The entrepreneur Harvey du Cros was present and he was so impressed that he acquired the rights from Dunlop for £3,000 and went on to float the pneumatic tyre company on the stock market. Dunlop and du Cros discovered that an earlier manufacturer had obtained the patent and their firm was ‘reinvented’ to fit with this.
The advent of the bicycle led to social transformation, expanding the physical horizons of those who lived rural Ireland and granting more freedom to women who used it to get about independently.
Then by the dawn of the 21st century, Dunlop Rubber became involved in the manufacture of car tyres as the automobile revolution began.
However, worldwide motor transport led to a hunt for rubber. This led to horrendous suffering when tens of thousands of native workers were enslaved and killed in the rubber plantations of the Belgian Congo. It took another man with Ulster roots, the consular official Roger Casement, to record these abuses so that the Belgian monarch who ‘owned’ the Congo could be stopped in his tracks.
Conclusion
Of the fourteen people chosen for this and the first paper, eight were born in England or Scotland but made their biggest impact while resident here. Three were born in Ireland but made their greatest mark in England or Scotland. Only three of the fourteen combined being born here with doing the vast majority or all of their life’s work in Ireland.

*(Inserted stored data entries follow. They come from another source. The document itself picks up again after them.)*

PR #600, opened 2024-04-30
Introduce UnifiedParameters

codenamev:
This is an initial effort to unify the API signature for all the LLMs' `chat` method.  This follows [OpenRouter's philosophy](https://openrouter.ai/docs#requests) of "normalizes the schema across models and providers so you only need to learn one".  Each LLM will need to implement their own adaptations of the base-unified parameter list, and follow some simple rules:

1. All `LLM` subclasses will now use an instance of `UnifiedParameters` and can access it via `chat_parameters`
2. All `LLM` subclasses can customize the schema used by the unified parameters in their initializer
3. If the chosen model doesn't support a request parameter (such as logit_bias in non-OpenAI models, or top_k for OpenAI), then the parameter will be ignored. The rest will be forwarded to the underlying model API.

This is also an initial effort to set up the foundation for a [Parameters API](https://openrouter.ai/docs#parameters).  The idea being that each model can use their customized UnifiedParameters as an interface for querying what those parameters are.

I'd love some feedback on this before I go spreading it to every other LLM class 🥺


lib/langchain/llm/openai.rb
```diff
@@ -40,6 +40,16 @@ def initialize(api_key:, llm_options: {}, default_options: {})
       @client = ::OpenAI::Client.new(access_token: api_key, **llm_options)
 
       @defaults = DEFAULTS.merge(default_options)
+      chat_parameters.update(
+        model: {default: "gpt-3.5-turbo"},
```
andreibondarev, line 44: Should we be using `@defaults[:chat_completion_model_name]` here?

lib/langchain/llm/openai.rb
```diff
@@ -104,52 +114,14 @@ def complete(prompt:, **params)
...
-      top_p: nil,
-      tools: [],
-      tool_choice: nil,
-      user: nil,
-      &block
-    )
-      raise ArgumentError.new("messages argument is required") if messages.empty?
-      raise ArgumentError.new("model argument is required") if model.empty?
-      raise ArgumentError.new("'tool_choice' is only allowed when 'tools' are specified.") if tool_choice && tools.empty?
+    def chat(params = {}, &block)
```
andreibondarev, line 117: I tried overriding the `model:` when calling the `chat()` method but it didn't work:
```ruby
irb(main):009> openai.chat messages:[{role:"user", content:"hello!"}], model: "gpt-4"
=>
#<Langchain::LLM::OpenAIResponse:0x0000000136817dd8
 @model=nil,
 @raw_response=
  {"id"=>"chatcmpl-9K2yrYv6ayNahExEymLN6ncBFSlqg",
   "object"=>"chat.completion",
   "created"=>1714565045,
   "model"=>"gpt-3.5-turbo-0125",
```

andreibondarev:
@codenamev I should finish my review by the end of today.

lib/langchain/llm/openai.rb
```diff
@@ -104,52 +114,14 @@ def complete(prompt:, **params)
...
-      response_format: nil,
-      seed: nil,
-      stop: nil,
-      stream: nil,
-      temperature: defaults[:temperature],
-      top_p: nil,
-      tools: [],
-      tool_choice: nil,
-      user: nil,
-      &block
```
andreibondarev, line 126: @codenamev You didn't like how all of the params were listed out? We had that previously because I felt like it made the interface clearer since it's an interface that we control.

andreibondarev:
@codenamev I'm thinking that maybe this PR targets a feature branch `unified-parameters` and until we've converted all of the other LLMs we'd hold back rolling this out. What do you think?

lib/langchain/llm/openai.rb
codenamev: I was torn here, but allowing these inherited classes to change the method signature with custom keyword arguments complicates things quite a lot and is adding confusion on when to use what.  One thing we could do is change this to accept a `UnifiedParameters` instance (instead of a Hash as it is) and then pass that along to the `chat_parameters` the same way (and just have it merge).  Doing that would allow us to continue documenting and inspect what is acceptable criteria (similar to how GraphQL mutations can accept input types).

codenamev:
> @codenamev I'm thinking that maybe this PR targets a feature branch `unified-parameters` and until we've converted all of the other LLMs we'd hold back rolling this out. What do you think?

Is there a branch named that, or are you just saying we should do all or nothing?  Heh, I meant to submit a Draft PR here just showcasing how it would work with the most common LLM (OpenAI).  If we can agree on the abstraction and new parameter flow, I'd be happy to run through all the existing LLMs and update them to mimic the same behavior :D

lib/langchain/llm/openai.rb
codenamev: Just pushed a fix.  Was overly caching calls to the UnifiedParameters#to_params method.

lib/langchain/llm/openai.rb
andreibondarev: Yeah, the idea is just to provide some sensible defaults to allow people to get decent results quickly without thinking much.

lib/langchain/llm/openai.rb
andreibondarev: What would the DX look like then? Something along the lines of:
```ruby
uniparams = Langchain::LLM::UnifiedParameters.new schema: {}, parameters: params
openai.chat parameters: uniparams
```
?

andreibondarev:
> > @codenamev I'm thinking that maybe this PR targets a feature branch `unified-parameters` and until we've converted all of the other LLMs we'd hold back rolling this out. What do you think?
> 
> Is there a branch named that, or are you just saying we should do all or nothing? Heh, I meant to submit a Draft PR here just showcasing how it would work with the most common LLM (OpenAI). If we can agree on the abstraction and new parameter flow, I'd be happy to run through all the existing LLMs and update them to mimic the same behavior :D

Yeah, I just meant that we should do all or nothing. I can cut a new `origin/unified-parameters` branch if you think it would be helpful.

lib/langchain/llm/unified_parameters.rb
```diff
@@ -0,0 +1,78 @@
+# frozen_string_literal: true
+
+module Langchain::LLM
+  class UnifiedParameters
```
andreibondarev, line 4: @codenamev Think we'd jam all of the parameters for `chat()`, `embed()` and `complete()` under `UnifiedParameters` or we'd introduce individual classes for `UnifiedChatParameters`, `UnifiedEmbedParameters`, `UnifiedCompleteParameters`?

lib/langchain/llm/openai.rb
codenamev: Just to re-iterate, the goal of these changes is that `Langchain::LLM::Base` is the source of truth for the unified method signature we want applied to all children.  Preserving this idea, the LLM sub-classes will be responsible for:

1. Adhering to the unified method signature of its' parent
2. Managing any amendments to the method signature it wants to handle

The way this currently is implemented, each sub-class uses a `chat_params` instance from `LLM::Base` and modifies it [in its' initializer](https://github.com/patterns-ai-core/langchainrb/pull/600/files#diff-e9b54ad7b6ef063bedb31fba426cea87e7b816d4eeaa65a4ffb07929e6e58646R43-R52).

Following `3` of OpenRouter's principles here:

> If the chosen model doesn't support a request parameter, then the parameter will be ignored. The rest will be forwarded to the underlying model API.

The callers should be able to pass _any_ parameters to these sub-classes and the model itself will know how to handle them for their respective API calls.  For this reason, this is why I modified the arguments of `chat` for OpenAI to accept a hash rather than explicit keyword arguments.  Under the hood, the _model_ forces the unified schema, ignores any fields, re-maps (aliases) any fields it needs re-named, and allows any additional fields the model accepts.

In the future, we can add validations and parameter inquiries, but this is mostly a small step backward (obfuscating the method signature) in favor of applying the unified signature with backwards compatibility.  I'll be adding further documentation for what these parameters are that I think will solve some of your worries here 😄

lib/langchain/llm/unified_parameters.rb
codenamev: This makes a lot of sense.  I originally had a `LLM::Parameters::Chat`, but removed it because it was just the schema hash.  Let me refactor it back.  It will certainly make documenting things easier.

lib/langchain/llm/openai.rb
andreibondarev: @codenamev Okay, I love it, and I'm on board 🚢 🚀

andreibondarev: (A proper docs website is desperately needed) but we'd probably still want to catalogue all of the possible values that could be passed under the `params={}` hash [here](https://github.com/patterns-ai-core/langchainrb/pull/600/files#diff-e9b54ad7b6ef063bedb31fba426cea87e7b816d4eeaa65a4ffb07929e6e58646R114-R116) so that it shows up in the [rubydoc](https://rubydoc.info/gems/langchainrb/Langchain/LLM/OpenAI#chat-instance_method) as well.

lib/langchain/llm/base.rb
```diff
@@ -70,5 +70,15 @@ def embed(...)
     def summarize(...)
       raise NotImplementedError, "#{self.class.name} does not support summarization"
     end
+
+    #
+    # Returns an instance of Langchain::LLM::Parameters::Chat
+    #
+    def chat_parameters(params = {})
+      @chat_parameters ||= Langchain::LLM::Parameters::Chat.new(
```
andreibondarev, line 78: I think the chat params are being cached:
```ruby
irb(main):017> llm = Langchain::LLM::Anthropic.new api_key: ENV['ANTHROPIC_API_KEY']
=>
#<Langchain::LLM::Anthropic:0x000000012e51b010
...
irb(main):018> llm.chat messages: [{role: :user, content: "hey"}], model: "gpt-3.5-turbo"
=>
#<Langchain::LLM::AnthropicResponse:0x000000012e911160

irb(main):020> llm.chat messages: [{role: :user, content: "hey"}]
=>
#<Langchain::LLM::AnthropicResponse:0x000000012e6d2390
 @model=nil,
 @raw_response={"type"=>"error", "error"=>{"type"=>"not_found_error", "message"=>"model: gpt-3.5-turbo"}}>
```

andreibondarev:
@codenamev I just noticed that the response from Ollama comes back serialized:
```ruby
irb(main):005> llm.chat messages: [{role: "user", content: "Hey"}], stop: ["ello"]

=>
#<Langchain::LLM::OllamaResponse:0x00000001299d6118
 @model="llama3",
 @prompt_tokens=nil,
 @raw_response=
  "{\"model\":\"llama3\",\"created_at\":\"2024-05-10T16:54:49.041769Z\",\"message\":{\"role\":\"assistant\",\"content\":\"Hey\"},\"done\":false}\n{\"model\":\"llama3\",\"created_at\":\"2024-05-10T16:54:49.062254Z\",\"message\":{\"role\":\"assistant\",\"content\":\"!\"},\"done\":false}\n{\"model\":\"llama3\",\"created_at\":\"2024-05-10T16:54:49.082952Z\",\"message\":{\"role\":\"assistant\",\"content\":\" How\"},\"done\":false}\n{\"model\":\"llama3\",\"created_at\":\"2024-05-10T16:54:49.103971Z\",\"message\":{\"role\":\"assistant\",\"content\":\"'s\"},\"done\":false}\n{\"model\":\"ll
  ...
```

andreibondarev:
@codenamev Tremendous effort, great job!

drnic:
Huge effort!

This constitutes an argument for a history of Ireland that emphasises the interconnectedness of the two major islands which lie off Western Europe’s Atlantic shores. It is also an argument for a history that does not narrate the damage done by Britain to Ireland at the expense of talking about the contribution made to Ireland by individuals like Richard Robinson and Charles Lanyon and the contribution made to Britain by individuals like John Tyndall and Hans Sloan.
There is also an argument to be made for a politics that focuses on the interconnectedness of these islands. A good name for this politics might be ‘Unionism’; a useful name for those who feel loyal to this inter-connected identity could be ‘Loyalists’.
However, the climate change discoveries of John Tyndall are as valid for the rest of the world as for here. And the pursuit of female education that characterised Margret Byers is, if anything, even more valid today in a world where educating girls is a key to reducing poverty and enhancing the quality of life in developing nations.
William Dargan’s vision for railways or John Dunlop’s role in unlocking bicycle transport are more valid than ever in a world where better public transport and facilities for cycling are crucial for ecological sustainability in a world of mega-cities and pollution.
The balance of Swift’s scepticism and Hutcheson’s optimism about human nature is surely valid for anyone engage in policy decisions anywhere in the world - or simply for anyone trying to understand themselves and their fellow human beings.